**Your goal:** When you reach the line containing "### LINKED ISSUE #2442: Problem: Reading", include it and stop; until then, return each line of the material exactly, starting with the first.
------ Supplied data ------
PR #2529, opened 2018-09-10
Problem: Events API is unreliable

### LINKED ISSUE #2434: tests/tendermint/test_event_stream.py::test_subscribe_events is brittle
Every once in a while the test fails on Travis CI.

Attaching the logs from such a failure.

[test_subscribe_events.log](https://github.com/bigchaindb/bigchaindb/files/2253116/test_subscribe_events.log)

### LINKED ISSUE #2442: Problem: Reading from event stream API is highly unreliable
When the system is under heavy load reading from bigchaindb event stream API is highly unreliable. This behaviour was observed while doing benchmark testing using this [tool](https://github.com/bigchaindb/benchmark). For comparison when I updated the benchmark tool [here](https://github.com/shahbazn/benchmark/pull/2) to read directly from tendermint instead of bigchaindb event stream, the results became much more reliable.

To reproduce the issue run benchmark test with high number of requests on the network:
`bigchaindb-benchmark --csv 18.csv -p http://<node-1-ip>:9984 -p http://<node-1-ip>:9984 -p http://<node-1-ip>:9984 -p http://<node-1-ip>:9984 --processes 16 send -r 100000 --mode sync`

### LINKED ISSUE #2506: Problem: Events API returns all txs recorded by Tendermint in blocks, including invalid ones
We recently realized that if BigchainDB's response to DeliverTx tells Tendermint that a transaction is invalid, Tendermint still records that transaction in its block. (BigchainDB _doesn't_ record invalid transactions in MongoDB.) That's not a bug on Tendermint's part: invalid transactions are needed as proof of Byzantine behavior, so Byzantine nodes can be punished later on. There's a good discussion of this and related ideas in the Tendermint issue https://github.com/tendermint/tendermint/issues/2175 .

## The Problem

Currently, the Events API reports the latest block of transactions _according to Tendermint_, so there might be invalid transactions in that block.

## A Solution Idea

MongoDB now has something like RethinkDB's "changefeeds" called "[Change Streams](https://docs.mongodb.com/manual/changeStreams/)." They were new as of MongoDB 3.6. See "[An Introduction to Change Streams](https://www.mongodb.com/blog/post/an-introduction-to-change-streams)" in the MongoDB Blog. BigchainDB could get a feed of all the latest valid transactions by subscribing to a change stream on [the transactions collection](https://bigchaindb.readthedocs.io/en/latest/query.html#example-documents-from-transactions) in MongoDB.

BigchainDB could return the same info as what the Events API currently returns.

Question: [The docs](http://docs.bigchaindb.com/projects/server/en/master/events/websocket-event-stream-api.html#id3) say that what gets returned is something like:

```js
{
    "transaction_id": "<sha3-256 hash>",
    "asset_id": "<sha3-256 hash>",
    "block_id": "<int>"
}
```
Is that right? If so, shouldn't it be giving the "block_height" rather than the "block_id"?

vrde:
Solution: Stop getting events from the Tendermint events API. Get the
event right before returning from the COMMIT phase of Tendermint and
publish it to the events queue.

Fixes #2442 
Fixes #2506
Fixes #2434


bigchaindb/web/websocket_server.py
------
**Written answer:**
PR #2529, opened 2018-09-10
Problem: Events API is unreliable

### LINKED ISSUE #2434: tests/tendermint/test_event_stream.py::test_subscribe_events is brittle
Every once in a while the test fails on Travis CI.

Attaching the logs from such a failure.

[test_subscribe_events.log](https://github.com/bigchaindb/bigchaindb/files/2253116/test_subscribe_events.log)

### LINKED ISSUE #2442: Problem: Reading from event stream API is highly unreliable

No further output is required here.